# Preserved GDR



## Malawi- (Oct 21, 2008)

This is just an update, I will post more pics when its done. But its been drying for 4 weeks, will be 5 weeks this weekend. Heres a pic. Havent cleaned it or done anything so it looks weird, but thought I'd share. Will finish him this weekend.

And yes, I forgot to open the mouth..


----------



## roccov12345 (Sep 26, 2008)

He's going to look sweet! What are you going to do for the eyes? Did you gut him?


----------



## Malawi- (Oct 21, 2008)

Im gonna go look for some eyes this weekend.. Need them bad, either black or red.. I didnt cut him, thats why it took 5 weeks.


----------



## jp80911 (Apr 3, 2008)

does it smell bad when you open the container?


----------



## Buckman (Jan 10, 2007)

how big was it?


----------



## roccov12345 (Sep 26, 2008)

Malawi- said:


> Im gonna go look for some eyes this weekend.. Need them bad, either black or red.. I didnt cut him, thats why it took 5 weeks.


Where are you thinking that you'll be able to find the eyes? I don't know any place around me that would have them..

Keep us updated. I want to see how he turns out!


----------



## philbert (Mar 8, 2007)

i think its goin to look sweet. why didn't you gut it?


----------



## Malawi- (Oct 21, 2008)

jp80911 said:


> i think its goin to look sweet. why didn't you gut it?


I didnt want to cut it, for no real reason.. I think it will turn out better.


----------



## iLucas (Oct 6, 2008)

try a taxidermy shop


----------



## Murphy18 (Oct 17, 2008)

You should have done got a coat hanger and made a small hook at the end, then stick it down the mouth and twist and pull until all the guts n stuff come out. I believe P man done this when he preserved his fish.


----------



## Buckman (Jan 10, 2007)

^^^ haha egyptian brain pick style.


----------



## Malawi- (Oct 21, 2008)

Never found an eye this weekend, will need to continue looking. I will post some pics soon.


----------



## roccov12345 (Sep 26, 2008)

Worth checking it out...seems like ebay has an assortment of styles and sizes...
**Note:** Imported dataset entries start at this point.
PR #2189, opened 2024-07-05
Improve typing for model type substitutability.

### LINKED ISSUE #2186: Broken model types in 6.0.0 version
**_Bug report_**

```ts
const BaseModel = types.model();
type BaseModelType = typeof BaseModel;

const DerivedModel = BaseModel.props({ a: '' });

const test: BaseModelType = DerivedModel;
```

No type errors

```
Type 'IModelType<{ a: IType<string | undefined, string, string>; }, {}, _NotCustomized, _NotCustomized>' is not assignable to type 'IModelType<{}, {}, _NotCustomized, _NotCustomized>'.
  The types of 'views(...).CreationType' are incompatible between these types.
    Type 'ModelCreationType<ExtractCFromProps<{ a: IType<string | undefined, string, string>; }>>' has no properties in common with type 'IStateTreeNode<IAnyType>'.ts(2322)
```

It has been broken in 6.0.0 version. It works in 5.4.1 version as expected.

thegedge:
Previously, a model derived from an empty model couldn't be used in a place that asked for the empty model. In general, we had a lot of substitutability issues (just with our typing).

This commit fixes that by bringing back what was previously known as "$nonEmptyObject", but improves on it by not having it be as pervasive as it was previously (for example, it would show up on models that had props).

Fixes #2186 

This PR fixes regressions introduced (by me! 😅) in the previous major release that attempted to remove `$nonEmptyObject` from all types. Little did we know, it did support stricter typing in some cases.

This PR reintroduces a similar concept, but it does so in a far more limited form to fix the aforementioned issue.

## Steps to validate locally

The test is a good example, and validating would simply be running the type checker.

### DIFF
--- a/__tests__/core/type-system.test.ts
+++ b/__tests__/core/type-system.test.ts
@@ -18,7 +18,8 @@ import {
   IAnyType,
   ModelPrimitive,
   ModelPropertiesDeclaration,
-  SnapshotOut
+  SnapshotOut,
+  type ISimpleType
 } from "../../src"
 import { expect, test } from "bun:test"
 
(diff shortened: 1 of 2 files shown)


coolsoftwaretyler:
Thanks, @thegedge! I'll take a look this weekend and merge/release a patch shortly.

Issue #1101, opened 2018-12-06
TS+ES6 error: ObservableMap$$1 cannot be invoked without 'new'


andrey-tectonic:
**_Bug report_**

* [x] I've checked documentation and searched for existing issues
* [x] I've made sure my project is based on the latest MST version
* [ ] _(not applicable)_ Fork [this](https://codesandbox.io/s/y64pzxj01) code sandbox or another minimal reproduction. 

TypeScript project with `compilerOptions.target: "es6"` gives the error in `MSTMap` constructor:

```
Class constructor ObservableMap$$1 cannot be invoked without 'new'
```

MST npm package contains only ES5 code. `MSTMap` extends `mobx.ObservableMap` with old-fashioned way without class syntax.

```js
function MSTMap(initialData) {
    return _super.call(this, initialData, mobx.observable.ref.enhancer) || this;
}
```

and this gives the error when `mobx.es6.js` used.

Temporary solution that worked for me - set `compilerOptions.target` to `"es5"`. I suggest it's possible to include es6 version of MST in npm package (same way as mobx.es6.js).

Carduelis:
The same and it's still not resolved.

Also, for some reason I bumped to the issue of that all maps are `undefined` by default instead of empty Map objects, so it leads to error in `values`  function which does not accept `undefined` as an argument

mweststrate:
all es5 should be valid es6 I'd expect. Please create a small repository that demonstrates the problem.

andrey-ridge:
Demo repo: https://github.com/andrey-ridge/mst-1101-demo

Please refer to `README.md` to build and run demo. Expected output should be like this:

```
Testing TodoMap with ES_VER=5...OK
Testing TodoMap with ES_VER=6...
TypeError: Class constructor ObservableMap cannot be invoked without 'new'
```

coolsoftwaretyler:
@chakrihacker - I think we should leave this open. I'm seeing errors from the reproduction project, and I'd like to support this if we could.

It's been a while and not a ton of activity here, but that doesn't mean there aren't folks out there who might need it, and I'm guessing we can fix this with some kind of build config without actually changing library code?

PR #2197, opened 2024-07-14
chore: target es6 in tsconfig

coolsoftwaretyler:

Fixes https://github.com/mobxjs/mobx-state-tree/issues/1101 by upgrading our target to `es6`.

## Steps to validate locally

[Repro repo should work](https://github.com/andrey-ridge/mst-1101-demo/tree/master).

### DIFF
--- a/tsconfig.json
+++ b/tsconfig.json
@@ -18,7 +18,7 @@
     "importHelpers": true,
     "stripInternal": true,
     "downlevelIteration": true,
-    "lib": ["ES2016"],
+    "lib": ["es6"],
     "useDefineForClassFields": true,
     "isolatedModules": true,
     "skipLibCheck": true
--- a/tsconfig.json
+++ b/tsconfig.json
@@ -1,7 +1,7 @@
 {
   "compilerOptions": {
     "outDir": "lib/",
-    "target": "es5",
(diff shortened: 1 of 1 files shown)


coolsoftwaretyler:
Ok, so it didn't work with these changes, but the `.module` export does work if we update our target to `ES6` in `tsconfig.json`.

tsconfig.json
```diff
@@ -1,10 +1,10 @@
 {
   "compilerOptions": {
     "outDir": "lib/",
-    "target": "es5",
+    "target": "es6",
     "sourceMap": false,
     "declaration": true,
-    "module": "es2015",
+    "module": "es6",
```
coolsoftwaretyler, line 7: I just changed this for consistency's sake, but the `es2015 === es6`

coolsoftwaretyler:
I think we're actually gonna ship two tsconfig files and build separately so we can maintain backwards compatibility with older MST versions. Should be able to just ship this build alongside it.

coolsoftwaretyler:
I'm going to close this for now and revisit once we get a few of the other pending PRs merged in since we're changing up a little in tsconfig anyway. My goal is to put out a new, additional build with an upcoming v7 preview.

http://cgi.ebay.com/TAXIDERMY-GLASS-EYES-6...93%3A1|294%3A50


----------



## EZmoney (May 13, 2004)

Malawi- said:


> Never found an eye this weekend, will need to continue looking. I will post some pics soon.
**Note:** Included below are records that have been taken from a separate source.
PR #2198, opened 2024-07-14
Fix typings for snapshot processor

thegedge:

Previously, we weren't properly pulling out the input/output snapshot types of the referenced type in snapshot processors, forcing explicit generic argument specification or typing on the processor functions to avoid `_NotCustomized`:

CleanShot 2024-07-14 at 13 33 08@2x

This PR fixes that issue by choosing the given types input/output snapshot if the snapshot processor isn't customized.

Two other small additions in here:
1. `bun.lockb` appeared to be out of date, so I added the updates
2. Fixed some docs that had `xyzProcess` instead of `xyzProcessor`

## Steps to validate locally

Tests added to validate.


coolsoftwaretyler:
Will take a look this week!

coolsoftwaretyler (changes requested):
Hey @thegedge, three things: 

1. **praise:** thank you for fixing up the docs! That helps a lot.
2. **nitpick**: I added the `describe` import from `bun:test` so we can use that with TS. I think that may actually be why you found you wanted `@types/jest` in https://github.com/mobxjs/mobx-state-tree/pull/2200. We no longer use Jest. `bun:test` is *mostly* a drop in replacement with its own types, but we do need to actually import from that namespace. I pushed that up.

Try an art store. People use fake eyes for sculpting clay firgures.


----------



## Malawi- (Oct 21, 2008)

Sorry, been busy.. Here he is cleaned up and glossed over. Still no eye, but looking much better. I bought a case for him, and gonna attach him to a peice of bogwood. Im waiting for my reds to finish preserving, then all 3 will go together in the case.


----------



## jamezgt (Jun 24, 2008)

that's amazing!


----------



## Malawi- (Oct 21, 2008)

hah, thanks for the kind words.


----------



## roccov12345 (Sep 26, 2008)

Yeah he looks great, how did you gloss him over?


----------



## Smoogle (Jan 8, 2009)

is there a way to do this without them getting skinny looking like that?


----------



## Malawi- (Oct 21, 2008)

I just use the gloss from a can, Im not sure the name.. I dont know, thats just the way it tried. If you have it professionally done, im sure it will look the way you want it.


----------



## gtc (Nov 5, 2008)

looks good


----------



## His Majesty (Apr 5, 2005)

looking good.

cant wait for the finished piece


----------



## Malawi- (Oct 21, 2008)

Possibly by this weekend if the others are preserved. I'm debating if to just attach all three to the back, or to a peice of wood.. Not sure what what I want to do, the bogwood might be to much.


----------



## notaverage (Sep 10, 2005)

Eve get the eyes??

I've been searching online and haven't had much luck....
I'm posting a link below with various Fish eyes but not Piranha specific.
FISH EYES


----------



## Malawi- (Oct 21, 2008)

No I never did. Both my GDR and red are sitting here with no eyes. Any fish eye will work, I just need to find a cheap pairs. I will look at that link though, thanks.


----------



## Death in #'s (Apr 29, 2003)

awesome job


----------



## Malawi- (Oct 21, 2008)

Thanks, I will get a pic of the two on the wall here soon... Though finding a eye, is not on top of my to do list, but someday.


----------



## notaverage (Sep 10, 2005)

I'm thinking of doing this with my Spilo soon and was looking for Eyes...I may just leave them in.


----------



## Malawi- (Oct 21, 2008)

Well I would start it as soon as possible if the fish is already dead for best results. You can post your progess too.


----------



## FEEFA (Nov 19, 2007)

Great job Malawi, looks really good


----------



## notaverage (Sep 10, 2005)

Malawi- said:


> Well I would start it as soon as possible if the fish is already dead for best results. You can post your progess too.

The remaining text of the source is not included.